◆ **PROBLEM TO WORK ON**
Look for the word "pull" in the records, and copy each line where it appears.

◆ **ENTRIES SUPPLIED**
PR #5760, opened 2024-12-29
Polish gh-5751

izeye:
This PR polishes the changes made in gh-5751 a bit.

### DIFF
--- a/docs/modules/ROOT/pages/implementations/prometheus.adoc
+++ b/docs/modules/ROOT/pages/implementations/prometheus.adoc
@@ -133,26 +133,25 @@ image::implementations/prometheus-long-task-timer.png[Grafana-rendered Prometheu
 == Limitation on same name with different set of tag keys
 
 The `PrometheusMeterRegistry` doesn't allow to create meters having the same name with a different set of tag keys, so you should guarantee that meters having the same name have the same set of tag keys.
-Otherwise, subsequent meters having the same name with a different set of tag keys will not be registered. This means that you should not do things like:
+Otherwise, subsequent meters having the same name with a different set of tag keys will not be registered silently by default.
+This means that you should not do things like:
+
 [source,java]
 ----
 // Please don't do this
 registry.counter("test", "first", "1").increment();
 registry.counter("test", "second", "2").increment();
 ----
-This will result in the following warning and the second `Meter` will not be registered:
-[source]
-----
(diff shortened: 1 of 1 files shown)


docs/modules/ROOT/pages/implementations/prometheus.adoc
```diff
@@ -152,7 +152,7 @@ registry.counter("test", "first", "1", "second", "none").increment();
 registry.counter("test", "first", "none", "second", "2").increment();
 ----
 
-You can change the default warning behavior by registering a meter registration failed listener.
+In addition to the warning, you can register a meter registration failed listener to handle the failure.
```
shakuzen, line 155: The WarnThenDebugLogger was added with https://github.com/micrometer-metrics/micrometer/pull/5228, right? Before 1.14.0, the log message won't be there unless a user explicitly registers a failed listener that logs. /cc @jonatan-ivanov

izeye: @shakuzen Ah, you're right. So https://github.com/micrometer-metrics/micrometer/pull/5751 should have been done against 1.14.x, right?

shakuzen: The part about the log message, yes. The rest is still good to document before, I think.

jonatan-ivanov: Good catch, what do you think about doing something like this here (removing the warning and restoring the original line about the listener):

```markdown
Otherwise, subsequent meters having the same name with a different set of tag keys will not be registered silently by default.
This means that you should not do things like:
[source,java]
----
// Please don't do this
registry.counter("test", "first", "1").increment();
registry.counter("test", "second", "2").increment();
----
Instead you can do something like this:
[source,java]
----
registry.counter("test", "first", "1", "second", "none").increment();
registry.counter("test", "first", "none", "second", "2").increment();
----
You can change the default behavior by registering a meter registration failed listener.
```

and during forward merge, in 1.14.x, we keep the current docs but we do the change currently in this PR so that the last sentence will be:
```markdown
In addition to the warning, you can register a meter registration failed listener to handle the failure.
```

izeye: @shakuzen @jonatan-ivanov Thanks for the feedback!

I updated this PR as @jonatan-ivanov suggested.

jonatan-ivanov (approved):

shakuzen (approved):

PR #5791, opened 2025-01-02
Add a test verifying that a single character meter name is allowed for Prometheus

izeye:
This PR adds a test verifying that a single character meter name is allowed for Prometheus.

There seems to have been a regression that https://github.com/prometheus/client_java/pull/951 has fixed in 1.3.0 or later, and Micrometer 1.13.x uses Prometheus Java client 1.2.1 that doesn't contain the fix, so the test that this PR adds fails.

I'm not sure if it's worth upgrading to Prometheus Java client 1.3.0 or later to fix it as it's a minor upgrade that might cause other compatibility issues.

The migration guide for Micrometer 1.13 contains [an entry for it](https://github.com/micrometer-metrics/micrometer/wiki/1.13-Migration-Guide#single-character-names-are-no-longer-valid), and it sounds like a feature, so at least we might want to update the guide to rephrase it.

◆ **REPLY TO THE TASK**
shakuzen, line 155: The WarnThenDebugLogger was added with https://github.com/micrometer-metrics/micrometer/pull/5228, right? Before 1.14.0, the log message won't be there unless a user explicitly registers a failed listener that logs. /cc @jonatan-ivanov
izeye: @shakuzen Ah, you're right. So https://github.com/micrometer-metrics/micrometer/pull/5751 should have been done against 1.14.x, right?
There seems to have been a regression that https://github.com/prometheus/client_java/pull/951 has fixed in 1.3.0 or later, and Micrometer 1.13.x uses Prometheus Java client 1.2.1 that doesn't contain the fix, so the test that this PR adds fails.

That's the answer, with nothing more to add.